=== Description of the task ===
For the listing below, report all lines that hold the word "instead".

=== Data for this task ===
☆ ☆ ☆ ☆ ☆

PR #1520, opened 2026-04-16
Medic

patrickhuie19:
Addressing all the feedback in https://github.com/smartcontractkit/.github/pull/1447, as well as from a sync with @chainchad and simplifying the initial scope to automatic flakey CI workflow retries.


.github/workflows/medic-workflow-retry-auto.yml
```diff
@@ -0,0 +1,45 @@
...
+      github.event.workflow_run.run_attempt < 3
+    runs-on: ubuntu-latest
+    steps:
+      - name: Checkout
+        uses: actions/checkout@11bd71901bbe5b1630ceea73d27597364c9af683 # v4.2.2
+
+      - name: Authenticate to GCP
+        uses: google-github-actions/auth@c200f3691d83b41bf9bbd8638997a462592937ed # v2.1.13
+        with:
+          credentials_json: ${{ secrets.GCP_SERVICE_ACCOUNT_KEY }}
```
chainchad, line 35: Can we use federated access with OIDC for GCP instead of hardcoded key similar to how we use AWS IAM roles?

See: workload_identity_provider via https://github.com/google-github-actions/auth

.github/workflows/medic-workflow-retry-auto.yml
```diff
@@ -0,0 +1,45 @@
...
+jobs:
+  auto-retry:
+    name: Auto retry failed workflow
+    if: >
+      github.event.workflow_run.conclusion == 'failure' &&
+      github.event.workflow_run.run_attempt < 3
+    runs-on: ubuntu-latest
+    steps:
+      - name: Checkout
+        uses: actions/checkout@11bd71901bbe5b1630ceea73d27597364c9af683 # v4.2.2
```
chainchad, line 30:
```suggestion
        uses: actions/checkout@v6
```

This solves the node20 issue and for official GH actions, we generally are OK with pinning to a major tag.

.github/CODEOWNERS
```diff
@@ -9,3 +9,8 @@
 
 # data-analytics - temporarily add devex-cicd for dependency bumps
 /actions/pr-quality-check/ @smartcontractkit/data-analytics @smartcontractkit/devex-cicd
+
+# Medic (auto workflow retry only)
+/actions/medic-workflow-retry-auto/** @smartcontractkit/foundations
```
chainchad, line 14: Let's make sure this team has write access to the repo.

.github/CODEOWNERS
```diff
@@ -9,3 +9,8 @@
...
+/libs/medic/** @smartcontractkit/foundations
+/.github/workflows/medic-*.yml @smartcontractkit/foundations
```
chainchad, line 16: We should use a reusable workflow with `.github/workflows/reusable-medic-*` prefix.

.github/medic.yml
```diff
@@ -0,0 +1,18 @@
+# Medic — auto workflow retry (`workflow_run`). Override in consuming repositories.
+# https://github.com/smartcontractkit/.github
+
+# Used for PR author allowlist when deciding whether to auto-retry a failed workflow.
+merge_conflict:
+  allowed_authors:
+    - patrickhuie19
```
chainchad, line 7: Can we specify teams instead of individuals?

actions/medic-workflow-retry-auto/src/main.ts
```diff
@@ -0,0 +1,163 @@
...
+    return { eligible: false, reason: `author ${author} not on allowlist` };
+  }
+
+  return { eligible: true, author, headSha: pr.head.sha };
+}
+
+export async function run(): Promise<void> {
+  try {
+    const token = core.getInput("github-token", { required: true });
+    const octokit = github.getOctokit(token);
```
chainchad, line 60:
```suggestion
    const token = core.getInput("github-token", { required: true });
    core.setSecret(token);
    const octokit = github.getOctokit(token);
```

See: https://github.com/actions/toolkit/blob/main/packages/core/README.md#setting-a-secret

libs/medic/src/workflow-config.ts
```diff
@@ -0,0 +1,124 @@
...
+    return DEFAULT_MEDIC_CONFIG;
+  }
+}
+
+export function parseConfig(content: string): WorkflowRetryConfig {
+  return parseMedicConfig(content).workflow_retry;
+}
+
+export function loadMedicConfigFromFile(
+  filePath: string = ".github/medic.yml",
```
chainchad, line 100: If this is run as a reusable workflow, will other repos have this file within their path? If not, we'd have to clone this repo (.github) within our reusable workflow to make it available.

chainchad: Or we do expect each repo to create this file and this was just added as an example or to be used on this repo (`/.githbub`) directly?

libs/medic/src/retry/claude-client.ts
```diff
@@ -0,0 +1,350 @@
...
+  };
+}
+
+export async function analyzeFailure(
+  octokit: OctokitClient,
+  owner: string,
+  repo: string,
+  runId: number,
+): Promise<AnalysisResult | null> {
+  const projectId = process.env.ANTHROPIC_VERTEX_PROJECT_ID;
```
chainchad, line 202: Should also `core.setSecet(projectId)`.

libs/medic/src/comments.ts
```diff
@@ -0,0 +1,313 @@
...
+  }
+
+  let body = `${RETRY_COMMENT_MARKER}
+<p align="center">
+  <img src="${MEDIC_LOGO_URL}" alt="Medic" width="${MEDIC_LOGO_SIZE}" height="${MEDIC_LOGO_SIZE}" />
+</p>
+
+<h2 align="center">${statusEmoji} Medic: Workflow Retry - ${statusLabel}</h2>
+
+@${params.author}
```
chainchad, line 208: Do we want continual pings to the PR author?

libs/medic/src/retry/claude-client.ts
```diff
@@ -0,0 +1,350 @@
...
+
+import * as core from "@actions/core";
+import type { OctokitClient } from "../types";
+import { getWorkflowSummary } from "./github-service";
+import { DEFAULT_TAIL_BYTES, getLogTail } from "./log-service";
+import type { AnalysisResult } from "./analysis-types";
+
+const MODEL = "claude-sonnet-4@20250514";
+const MAX_TOOL_ROUNDS = 5;
+const ANALYSIS_TIMEOUT_MS = 30_000;
```
chainchad, line 13: Sanity check - is this too conservative of a timeout?

libs/medic/src/retry/claude-client.ts
```diff
@@ -0,0 +1,350 @@
...
+        messages.push({ role: "user", content: toolResults });
+        continue;
+      }
+
+      if (response.stop_reason === "end_turn") {
+        const textBlock = response.content.find(
+          (b): b is TextContentBlock => b.type === "text",
+        );
+        if (textBlock?.text) {
+          const result = parseAnalysisResult(
```
chainchad, line 325: Could there be prompt injection in the logs to introduce anything malicious in the PR comments?

libs/medic/src/retry/log-service.ts
```diff
@@ -0,0 +1,100 @@
...
+export async function getLogTail(
+  octokit: OctokitClient,
+  owner: string,
+  repo: string,
+  jobId: number,
+  bytes: number = DEFAULT_TAIL_BYTES,
+): Promise<string> {
+  const logsUrl = await getLogsUrl(octokit, owner, repo, jobId);
+
+  const headResponse = await fetch(logsUrl, { method: "HEAD" });
```
chainchad, line 18: In case there's an error (network call fail) with `fetch()` could the signed URL's leak into the logs? If so we could wrap this with try/catch and share just the message and ensure we're not leaking the URL.

chainchad (changes requested):
Would be good to get @erikburt and others to check too.

.github/medic.yml
erikburt: The default CI token doesn't have read access to org teams/members. The workaround is what CORA does: https://github.com/smartcontractkit/.github/blob/main/.github/workflows/reusable-codeowners-review-analysis.yml#L62-L68 which uses the org-wide members GATI to get a GH token with that access.

But then you have to juggle the 2 tokens, because the org-level token has access to nothing else.

actions/medic-workflow-retry-auto/src/main.ts
erikburt: This will already be marked as a secret by Github itself, or if obtained through another way like GATI will be marked by the GATI action as a secret.

.github/workflows/medic-workflow-retry-auto.yml
```diff
@@ -0,0 +1,45 @@
...
+
+      - name: Authenticate to GCP
+        uses: google-github-actions/auth@c200f3691d83b41bf9bbd8638997a462592937ed # v2.1.13
```
erikburt, line 33: Bump to [v3](https://github.com/google-github-actions/auth/releases/tag/v3.0.0)

```
uses: google-github-actions/auth@7c6bc770dae815cd3e89ee6cdf493a5fab2cc093 # v3.0.0
```

actions/medic-workflow-retry-auto/src/main.ts
chainchad: Makes sense. I wonder if we should add it as a safeguard but sounds like it's not critical.

libs/medic/src/workflow-config.ts
```diff
@@ -0,0 +1,124 @@
...
+): MedicConfig {
+  try {
+    const absolutePath = path.resolve(filePath);
+    if (!fs.existsSync(absolutePath)) {
+      core.warning(`Config file not found at ${absolutePath}, using defaults`);
+      return DEFAULT_MEDIC_CONFIG;
+    }
```
erikburt, line 107: Should it default the config? I think having the medic config should be one of the mandatory onboarding steps, and if it doesn't exist, or the existing one is malformed, then perhaps the action should fail.

actions/medic-workflow-retry-auto/src/main.ts
```diff
@@ -0,0 +1,163 @@
...
+    if (workflowRun.conclusion !== "failure") {
+      core.info(
+        `Workflow concluded with "${workflowRun.conclusion}", nothing to retry`,
+      );
+      return;
+    }
+
+    const config = loadMedicConfigFromFile();
+    const retryConfig = config.workflow_retry;
+    const allowedAuthors = config.merge_conflict.allowed_authors;
```
erikburt, line 86: This part of the config seems weird to me because `allowedAuthors` is getting pulled from `merge_conflict` but it's relating to allowed authors for workflow retries.

I would put allowed authors as a top-level field if they're going to be shared across medic's functions.

.github/workflows/medic-workflow-retry-auto.yml
```diff
@@ -0,0 +1,45 @@
...
+concurrency:
+  group: medic-auto-retry-${{ github.event.workflow_run.id }}
+  cancel-in-progress: false
+
+jobs:
+  auto-retry:
+    name: Auto retry failed workflow
+    if: >
+      github.event.workflow_run.conclusion == 'failure' &&
+      github.event.workflow_run.run_attempt < 3
```
erikburt, line 26: This is hardcoded to 3 but the medic config allows for configuring max attempts.

.github/workflows/medic-workflow-retry-auto.yml
chainchad: Also, would this be an org-wide secret? That's the only way this would work as-is. Otherwise, for each repo that we want to use this workflow with, we'd have to set the repo-level secret. If we used OIDC, we could perhaps set it to allow any repo in the org `smartcontractkit` to auth.

actions/medic-workflow-retry-auto/src/main.ts
```diff
@@ -0,0 +1,163 @@
...
+          id: workflowRun.id,
+          name: workflowRun.name,
+          workflowFile,
+          attempt: runAttempt,
+          conclusion: workflowRun.conclusion,
+        },
+        retryConfig.max_attempts,
+      );
+
+      const results: RetryResult[] = [result];
```
erikburt, line 143: Is this created only for the object literal shorthand below? If so, I personally prefer inlining it: `results: [result]`

libs/medic/src/retry/claude-client.ts
```diff
@@ -0,0 +1,350 @@
...
+        () =>
+          reject(
+            new Error(
+              `Analysis timed out after ${ANALYSIS_TIMEOUT_MS / 1000}s`,
+            ),
+          ),
+        ANALYSIS_TIMEOUT_MS,
+      );
+    });
+
```
erikburt, line 250: Loosely related to Chad's comment above.

This is never reset, so it's 30 seconds across all 5 rounds, not 30 seconds per round. Is this intended? It does seem pretty short, especially with GH API calls in between.

libs/medic/src/retry/log-service.ts
```diff
@@ -0,0 +1,100 @@
+/**
+ * Fetches job log tails via signed URL + Range requests.
+ */
+
+import type { OctokitClient } from "../types";
+
+const DEFAULT_TAIL_BYTES = 50_000;
```
erikburt, line 7: `export const DEFAULT_TAIL_BYTES = 50_000;`

erikburt (commented):
Much cleaner than before. Thank you 🙏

☆ ☆ ☆ ☆ ☆

=== Task solution ===
chainchad, line 35: Can we use federated access with OIDC for GCP instead of hardcoded key similar to how we use AWS IAM roles?
chainchad, line 7: Can we specify teams instead of individuals?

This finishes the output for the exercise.